§ **Task objective**: Determine how many lines in the listing below include "code", and answer with only that number.
- Opening Delimiter -
PR #75, opened 2020-11-12
Fix Project imports in cli tools

pmrv:
Some of the utilities still imported `Project` from `pyiron`.


jan-janssen (approved):
looks good to me

Issue #51, opened 2020-10-15
copy_to ignores new job name if a new project is used


liamhuber:
Observed behaviour:

```python
from pyiron_base import Project
pr = Project('scratch')
pr.remove_jobs_silently(recursive=True)
ref_job = pr.create_job(pr.job_type.ScriptJob, 'ref')
parent_job = pr.create_job(pr.job_type.ScriptJob, 'parent')
new_name = ref_job.copy_template(project=parent_job._hdf5, new_job_name='parents_ref')
new_name._hdf5.path, new_name.job_name
> ('/Users/huber/Liam/pyiron/projects/tmp/scratch/parent/ref', 'ref')
```

Desired behaviour
```python
new_name._hdf5.path, new_name.job_name
> ('/Users/huber/Liam/pyiron/projects/tmp/scratch/parent/parents_ref', 'parents_ref')
```

I've been fighting for a large chunk of the day with HDF management over in the [contrib SQS elastic branch](https://github.com/pyiron/pyiron_contrib/blob/elastic_constants/pyiron_contrib/atomistic/atomistics/master/sqselastic.py). I realized this evening that `copy_to` was simply ignoring some of it's input. 

With at least part of the problem nailed down, I've been trying to correct the `pyiron_base/job/generic/GenericJob.copy_to` behaviour, but am clearly still missing some serious facts because all my attempts end with thrown exceptions.

jan-janssen:
Inside the jobs please use the `append()` and `pop()` function:
https://github.com/pyiron/pyiron_base/blob/master/pyiron_base/master/generic.py#L182

But maybe it is easier to discuss the details tomorrow in the pyiron meeting. If you create a quick example inside a notebook which is using the ParallelMaster to calculate the SQS structures then I can show how to use the FlexibleMaster to connect the SQS Jobs and the list of structures like we do it in the Pipeline: 
https://github.com/pyiron/pyiron/blob/master/notebooks/bandstructure.ipynb
and with the band structure:
https://github.com/pyiron/pyiron-meeting/blob/master/2020-08-28/jan-janssen/band_structures_flexible.ipynb

From there we can discuss how to make it a single class. I just have the feeling we mix up two versions of copy() one which is used to store a child job of the HDF5 file of the master before it is executed and one which is used to copy finished jobs from one project to the next. I agree they are not clearly documented and the difference is not well explained, so do not hesitate to discuss these parts with me directly.

liamhuber:
[...]

PR #80, opened 2020-11-16
Fix copy to

### LINKED ISSUE #79: Copy to does not reload job properly
The `copy_to` function which creates a new job should load the job if a job `new_job_name` is stored in the given project path. Consider the code below
```
from pyiron import Project
pr = Project("copy_to_debug")
al_fcc = pr.create_ase_bulk("Al", cubic=True)
job_lammp_template = pr.create_job(
    job_type=pr.job_type.Lammps,
    job_name="lmp"
)
job_lammp_template.structure = al_fcc
job_bulk = job_lammp_template.copy_to(
    new_job_name="lmp_bulk", 
    new_database_entry=False
)
job_bulk.calc_static()
job_bulk.run()
print(job_bulk["output/generic/energy_tot"], job_bulk.status)
```

If you run the following lines for the first time, you get an output like so : `[-13.64243201] finished`. From then on, you get the output `None initialized` which IMO shouldn't be the case.

sudarsan-surendralal:
Debugging the `copy_to` function to load the already existing job with the same name. This is necessary for many workflows (including the ones in the recent phase diagrams workshop) to work seamlessly.

### DIFF
--- a/pyiron_base/job/generic.py
+++ b/pyiron_base/job/generic.py
@@ -514,7 +514,7 @@ class GenericJob(JobCore):
         new_job_name = new_job_name or self.job_name
         job_table = project.job_table(recursive=False)
         if len(job_table) > 0 and new_job_name in job_table.job.values:
-                return project[new_job_name]
+                return project.load(new_job_name)
         if in_same_project and len(self.project_hdf5.h5_path.split("/")) > 2:
             new_location = self.project_hdf5.open("../" + new_job_name)
         else:
--- a/pyiron_base/job/generic.py
+++ b/pyiron_base/job/generic.py
@@ -519,7 +519,6 @@ class GenericJob(JobCore):
             if not delete_existing_job:
                 return project.load(new_job_name)
             else:
-                print("checkpoint 2")
                 project.remove_job(new_job_name)
         if in_same_project and len(self.project_hdf5.h5_path.split("/")) > 2:
             new_location = self.project_hdf5.open("../" + new_job_name)
--- a/pyiron_base/job/generic.py
+++ b/pyiron_base/job/generic.py
@@ -513,8 +513,7 @@ class GenericJob(JobCore):
         project = project or self.project
         new_job_name = new_job_name or self.job_name
         job_table = project.job_table(recursive=False)
-        if len(job_table) > 0:
-            if new_job_name in job_table.job.tolist():
+        if len(job_table) > 0 and new_job_name in job_table.job.values:
                 return project[new_job_name]
         if in_same_project and len(self.project_hdf5.h5_path.split("/")) > 2:
             new_location = self.project_hdf5.open("../" + new_job_name)
--- a/pyiron_base/job/generic.py
+++ b/pyiron_base/job/generic.py
@@ -516,7 +516,6 @@ class GenericJob(JobCore):
         new_job_name = new_job_name or self.job_name
         job_table = project.job_table(recursive=False)
         if len(job_table) > 0 and new_job_name in job_table.job.values:
-            print("checkpoint 1", delete_existing_job)
             if not delete_existing_job:
                 return project.load(new_job_name)
             else:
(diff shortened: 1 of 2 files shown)


pyiron_base/job/generic.py
```diff
@@ -512,6 +512,10 @@ def copy_to(self, project=None, new_job_name=None, input_only=False, new_databas
         # Get new hdf location
         project = project or self.project
         new_job_name = new_job_name or self.job_name
+        job_table = project.job_table(recursive=False)
+        if len(job_table) > 0:
+            if new_job_name in job_table.job.tolist():
```
jan-janssen:
```suggestion
        if len(job_table) > 0 and new_job_name in job_table.job.values:
```

pyiron_base/job/generic.py
```diff
@@ -512,6 +512,10 @@ def copy_to(self, project=None, new_job_name=None, input_only=False, new_databas
...
+                return project[new_job_name]
```
jan-janssen:
```suggestion
                return project.load(new_job_name)
```
To be a bit more explicit.

jan-janssen:
It would be great to add a test for this functionality as it is at the core of pyiron and we only have a very limited number of tests for `pyiron_base` so far.

pyiron_base/job/generic.py
```diff
@@ -512,6 +512,9 @@ def copy_to(self, project=None, new_job_name=None, input_only=False, new_databas
         # Get new hdf location
         project = project or self.project
         new_job_name = new_job_name or self.job_name
+        job_table = project.job_table(recursive=False)
+        if len(job_table) > 0 and new_job_name in job_table.job.values:
+                return project.load(new_job_name)
```
jan-janssen, line 520:
```suggestion
            return project.load(new_job_name)
```

liamhuber (changes requested):
It would be nice to have something like the `delete_existing_job` that exists for `create_job`, so that you can overwrite instead of loading. I'm sure, but I think this should be as easy as putting the old code and the new code (516+517 here) inside an `if/else` clause based on the input flag?

Other than that feature request, I'm happy. Great to see more tests!

pyiron_base/job/generic.py
```diff
@@ -512,6 +514,14 @@ def copy_to(self, project=None, new_job_name=None, input_only=False, new_databas
         # Get new hdf location
         project = project or self.project
         new_job_name = new_job_name or self.job_name
+        job_table = project.job_table(recursive=False)
+        if len(job_table) > 0 and new_job_name in job_table.job.values:
+            print("checkpoint 1", delete_existing_job)
+            if not delete_existing_job:
+                return project.load(new_job_name)
+            else:
+                print("checkpoint 2")
```
jan-janssen:
```suggestion
```

pyiron_base/job/generic.py
```diff
@@ -512,6 +514,14 @@ def copy_to(self, project=None, new_job_name=None, input_only=False, new_databas
         # Get new hdf location
         project = project or self.project
         new_job_name = new_job_name or self.job_name
+        job_table = project.job_table(recursive=False)
+        if len(job_table) > 0 and new_job_name in job_table.job.values:
+            print("checkpoint 1", delete_existing_job)
```
jan-janssen:
```suggestion
```

jan-janssen:
@liamhuber I guess all the requested changes are now implemented. So I would merge this with the master and then create a new release.

liamhuber (approved):

liamhuber:
> @liamhuber I guess all the requested changes are now implemented. So I would merge this with the master and then create a new release.

@jan-janssen before the release I would really like to see #51 fixed. This function literally doesn't do what it claims in one quadrant of the (new project, new name) map.

jan-janssen:
@liamhuber I agree but I do not see anybody working on it, so I am going to create a release now so we can use the creator for your pyiron pull request.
- Closing Delimiter -
§ **Solution to this task**: 2